Risk-based governance
Salenza intends to maintain assigned security responsibilities, documented policies, periodic risk review, personnel confidentiality, access review and security training appropriate to the size, service and information involved. The final program will distinguish verified controls from planned improvements.
Identity and access management
Production access should follow least-privilege principles, use individual identities, require stronger authentication for privileged access, be reviewed periodically and be removed promptly when no longer needed. Administrative and support access should be logged where technically appropriate.
Exact MFA coverage, review frequency, approval workflow and emergency-access controls are being documented before production.
Data protection and retention
Salenza will validate encryption in transit, storage protections, secrets management, environment separation, backup handling, retention and deletion against the actual production architecture and provider capabilities.
We do not currently claim that all data remains in Canada, that deletion is instantaneous, or that any system is absolutely secure. Confirmed processing locations will be published in the Subprocessor Register.
Change and development controls
The production process is expected to include source control, review of material changes, dependency and vulnerability management, testing before release, controlled deployment and separation of production information from ordinary development use. The final schedule will state the controls actually implemented.
Logging, monitoring and availability
Operational and security-relevant activity should be logged at a level that supports troubleshooting, incident investigation and accountability without creating unnecessary retention of sensitive content. Monitoring, alerting, backup restoration and continuity procedures will be tested and documented.

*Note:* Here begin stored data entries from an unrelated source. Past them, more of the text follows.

PR #21063, opened 2025-10-24
[ty] Add `--no-progress` option

MichaReiser:
## Summary

Add a `--no-progress` option to suppress the progress bar (matching uv's interface)

## Test Plan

No uptime percentage, recovery objective or service credit applies unless included in the signed Order Form or support schedule.
Provider assessment
Providers with access to personal information or critical service functions will be reviewed for contract terms, security information, processing locations, retention, subprocessors, incident duties and model-training settings where relevant. Material providers will be recorded before production and reviewed when changed.
Incident response
Salenza is preparing a process to identify, contain, investigate, remediate and document suspected security incidents and to notify affected customers as required by contract and applicable law. Notification timing, decision responsibilities, evidence preservation and regulator support will be defined in the final DPA and incident plan.
Suspected vulnerabilities or incidents can be reported to support@salenza.ai.
Shared responsibility
Customers remain responsible for authorized users, credentials, connected systems, lawful configuration, accurate escalation rules and limiting the information submitted. Customers should promptly report suspected compromise and follow the Acceptable Use Policy.